Il est 9 heures, les foulards se reconnaissent avant les visages. On se salue, on ajuste un sac. Ils sont près de 80, venus d’horizons scouts différents, mais déjà réunis par quelque chose d’invisible. La marche commence doucement, puis le sentier s’élève. Les conversations aussi.
Pendant une heure, les groupes se mélangent. « C’est exactement ce qu’on cherche », glisse Philippe Colomb, délégué de la Fédération du Scoutisme Français sur les Alpes Maritimes (06), présent parmi eux. « Que les jeunes se rencontrent, apprennent à se connaître, simplement. »

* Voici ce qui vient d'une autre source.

PR #329, opened 2016-09-06
Modify the resolver to create graphs more intelligently

sihil:
Start to more deeply leverage the fact that we can now run things in parallel. This now builds graphs of deployments based on the recipe dependencies in `deploy.json`. I've not (yet?) gone so far as to split out host groups - the need to do so has mostly gone (we rarely target hosts now). However if you have a static files recipe and also a number of applications that all depend on the static files then it will now do the expected thing of creating a graph of start ~> static and then static ~> app1, static ~> app2 etc. Once the static deployment is completed all of the appX deployments will kick off.

To do this I've:
 - added `toGraph` to the `RecipeTasksNode` to build a graph from tree of nodes
 - split the resolver methods down into smaller pieces
 - made various improvements to the graph library to behave correctly in a number of corner cases when merging or flattening graphs
 - added methods for gaining access to the graph edges
 - changed `map` to work with underlying types instead of the wrappers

Un parc naturel, une aire symbolique

Le lieu apparaît. L’Aire Saint-Michel est un espace ouvert, calme, chargé d’histoire. Ici, des scouts marchent depuis presque un siècle ! Et ici, en avril 1934, Robert Baden-Powell lui-même était venu partager un banquet avec des jeunes. « Vous voyez, la date et le lieu n’ont pas été choisis au hasard », rappelle Philippe dans son discours.

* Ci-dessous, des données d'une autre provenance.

PR #330, opened 2016-09-07
Use the "table-name-$STAGE" convention for Dynamo table names

cb372:
Look up the stage using the instance's tags.

@sihil @philwills

### DIFF
--- a/riff-raff/app/conf/context.scala
+++ b/riff-raff/app/conf/context.scala
@@ -9,8 +9,6 @@ import com.gu.management._
 import logback.LogbackLevelPage
 import com.gu.management.play.{Management => PlayManagement}
 import com.gu.conf.ConfigurationFactory
-import java.io.File
-
 import magenta._
 import controllers.{Logging, routes}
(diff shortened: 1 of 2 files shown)


sihil:
LGTM 👍

cb372:
I've migrated the CD configs to the new Dynamo table, and checked that the stage lookup code works in CODE.

philwills:
This is good, but I wonder whether for local work we want to use DynamoDB local, rather than DEV tables.

cb372:
Good point. I was going to add an "if stage == DEV then use CODE" fudge when calculating the table name, but I forgot. I'm happy either doing that or using Dynamo local.

sihil:
Ooo DynamoDB local is in maven. That's a cute way to actually test things.

cb372:
For now I've added code to my Play 2.5 branch to use the CODE tables when running on developer machines. We can switch to Dynamo local later if necessary.

philwills:
Sounds reasonable. 

@sihil for the purpose of tests, as opposed to spinning things up to look at locally, I'd argue for https://github.com/localytics/sbt-dynamodb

La cérémonie est simple, mais solennelle. En présence d’une adjointe au maire de Nice et de Romain Fernandez, Président du Scoutisme Français, une plaque est dévoilée : Olave et Robert Baden-Powell, fondateurs du scoutisme et du guidisme. Parmi l’assistance, il y a comme un fil invisible entre les générations.
Philippe parle d’histoire, de transmission, de Nice « berceau du scoutisme catholique ». Il raconte aussi ce projet relancé en 2023, l’arbre planté avec les jeunes, les années de préparation. On sent dans sa voix quelque chose de personnel, presque intime.
Une rando, un casse-croûte qui rassemblent

Puis vient le moment du repas. Un grand cercle se forme. Les sacs s’ouvrent, les boîtes circulent, les rires reviennent. Chaque groupe partage son rituel : un bénédicité, une prière, quelques mots. Qu’ils ou qu’elles soient éclaireuses de la nature, unionistes, israélites, scouts et guides de Monaco ou d’Arménie, personne ne cherche à convaincre, seulement à expliquer. La différence ne sépare pas, elle relie, elle est richesse. « La méthode scoute forme des citoyens utiles, heureux et artisans de paix », rappelle Philippe.
Avant de repartir, chacun reçoit un badge. Petit objet, grand souvenir. Et Philippe conclut avec les mots de Baden-Powell : « La meilleure manière d’atteindre le bonheur est de le donner aux autres ».
En redescendant vers la ville, les conversations reprennent. Mais quelque chose a changé : une mémoire s’est ravivée, un héritage s’est transmis, presque sans bruit. Et sur les hauteurs de Nice, l’esprit scout continue de marcher.